*What is expected*: Write out the entries once more, exactly as they appear.

▬▬▬▬▬▬▬▬▬▬

PR #1024, opened 2020-07-01
Add missing floating_ip_enabled and merge_labels option to openstack_containerinfra_cluster_v1

brtknr:


brtknr:
FYI @openstacker

openstack/resource_openstack_containerinfra_cluster_v1.go
```diff
@@ -189,6 +189,20 @@ func resourceContainerInfraClusterV1() *schema.Resource {
...
+				Optional: true,
+				ForceNew: true,
+				Computed: true,
+			},
+
+			"merge_labels": {
+				Type:     schema.TypeBool,
+				Optional: true,
+				ForceNew: true,
+				Computed: true,
```
ozerovandrei, line 203: It should not be computed since it can't be populated from API responses in the `resourceContainerInfraClusterV1Read `.

brtknr: Thanks for the review, I have pushed a new commit with the requested amendments.

brtknr:
Yes I think so

Issue #1025, opened 2020-07-08
Feature proposal: allow sharing a network based on a network search


randomswdev:
# Feature proposal

### Terraform Version
v0.12.24

### Affected Resource(s)
openstack_networking_rbac_policy_v2

### Terraform Configuration Files
```hcl
resource "openstack_networking_rbac_policy_v2" "rbac_policy_1" {
  action        = "access_as_shared"
  object_search  {
     name = "network-*-24"
     already_shared = false
  }
  object_type     = "network"
  target_tenant = "20415a973c9e45d3917f078950644697"
}
```

### Expected Behavior
The expression above should allow searching for a network whos ename matches the glob expression included in object_search.name and that is not shared yet. This network is then shared to the target tenant.

This would allow selecting and sharing a network from  a set of already allocated networks.

What do you think? I can contribute the code if you think this could be an itneresting feature to add.

PR #1026, opened 2020-07-08
Add the ability to search ofr network to share when creating an RBAC

randomswdev:
Pull request to implement the proposal in the issue https://github.com/terraform-providers/terraform-provider-openstack/issues/1025

Refer to the doc changes for an high level view of the changes to the rbac resource.


kayrus:
@randomswdev can the data source be used for the object_id search?

kayrus:
It would be better to implement such functionality with data sources.

PR #1631, opened 2023-12-05
Update Terraform SDK and gophercloud

nikParasyr:


.github/workflows/functional-blockstorage_v2.yml
```diff
@@ -8,7 +8,6 @@ on:
   pull_request:
     paths:
       - '.github/workflows/functional-blockstorage_v2.yml'
-      - 'go.mod'
```
kayrus, line 11: does it mean that we'll skip functional tests on go.mod update?

kayrus (commented):
Don't you think it's time to bump ubuntu VMs from 20.04 to 22.04?

.github/workflows/functional-blockstorage_v2.yml
nikParasyr: > Don't you think it's time to bump ubuntu VMs from 20.04 to 22.04?

blockstorage_v2 was completely removed on Xena and devstack xena does not support 22.04. Or at least it didnt when i tried to set it up. 22.04 is used on the other ci jobs that are not deprecated/removed.

> does it mean that we'll skip functional tests on go.mod update?

Indeed it does, and now im realizing that even with it being deprecated, we probably still want to test it when changing `go.mod`. So ill add it back there

kayrus (approved):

▬▬▬▬▬▬▬▬▬▬

*Result*:
PR #1024, opened 2020-07-01
Add missing floating_ip_enabled and merge_labels option to openstack_containerinfra_cluster_v1

brtknr:


brtknr:
FYI @openstacker

openstack/resource_openstack_containerinfra_cluster_v1.go
```diff
@@ -189,6 +189,20 @@ func resourceContainerInfraClusterV1() *schema.Resource {
...
+				Optional: true,
+				ForceNew: true,
+				Computed: true,
+			},
+
+			"merge_labels": {
+				Type:     schema.TypeBool,
+				Optional: true,
+				ForceNew: true,
+				Computed: true,
```
ozerovandrei, line 203: It should not be computed since it can't be populated from API responses in the `resourceContainerInfraClusterV1Read `.

brtknr: Thanks for the review, I have pushed a new commit with the requested amendments.

brtknr:
Yes I think so

Issue #1025, opened 2020-07-08
Feature proposal: allow sharing a network based on a network search


randomswdev:
# Feature proposal

### Terraform Version
v0.12.24

### Affected Resource(s)
openstack_networking_rbac_policy_v2

### Terraform Configuration Files
```hcl
resource "openstack_networking_rbac_policy_v2" "rbac_policy_1" {
  action        = "access_as_shared"
  object_search  {
     name = "network-*-24"
     already_shared = false
  }
  object_type     = "network"
  target_tenant = "20415a973c9e45d3917f078950644697"
}
```

### Expected Behavior
The expression above should allow searching for a network whos ename matches the glob expression included in object_search.name and that is not shared yet. This network is then shared to the target tenant.

This would allow selecting and sharing a network from  a set of already allocated networks.

What do you think? I can contribute the code if you think this could be an itneresting feature to add.

PR #1026, opened 2020-07-08
Add the ability to search ofr network to share when creating an RBAC

randomswdev:
Pull request to implement the proposal in the issue https://github.com/terraform-providers/terraform-provider-openstack/issues/1025

Refer to the doc changes for an high level view of the changes to the rbac resource.


kayrus:
@randomswdev can the data source be used for the object_id search?

kayrus:
It would be better to implement such functionality with data sources.

PR #1631, opened 2023-12-05
Update Terraform SDK and gophercloud

nikParasyr:


.github/workflows/functional-blockstorage_v2.yml
```diff
@@ -8,7 +8,6 @@ on:
   pull_request:
     paths:
       - '.github/workflows/functional-blockstorage_v2.yml'
-      - 'go.mod'
```
kayrus, line 11: does it mean that we'll skip functional tests on go.mod update?

kayrus (commented):
Don't you think it's time to bump ubuntu VMs from 20.04 to 22.04?

.github/workflows/functional-blockstorage_v2.yml
nikParasyr: > Don't you think it's time to bump ubuntu VMs from 20.04 to 22.04?

blockstorage_v2 was completely removed on Xena and devstack xena does not support 22.04. Or at least it didnt when i tried to set it up. 22.04 is used on the other ci jobs that are not deprecated/removed.

> does it mean that we'll skip functional tests on go.mod update?

Indeed it does, and now im realizing that even with it being deprecated, we probably still want to test it when changing `go.mod`. So ill add it back there

kayrus (approved):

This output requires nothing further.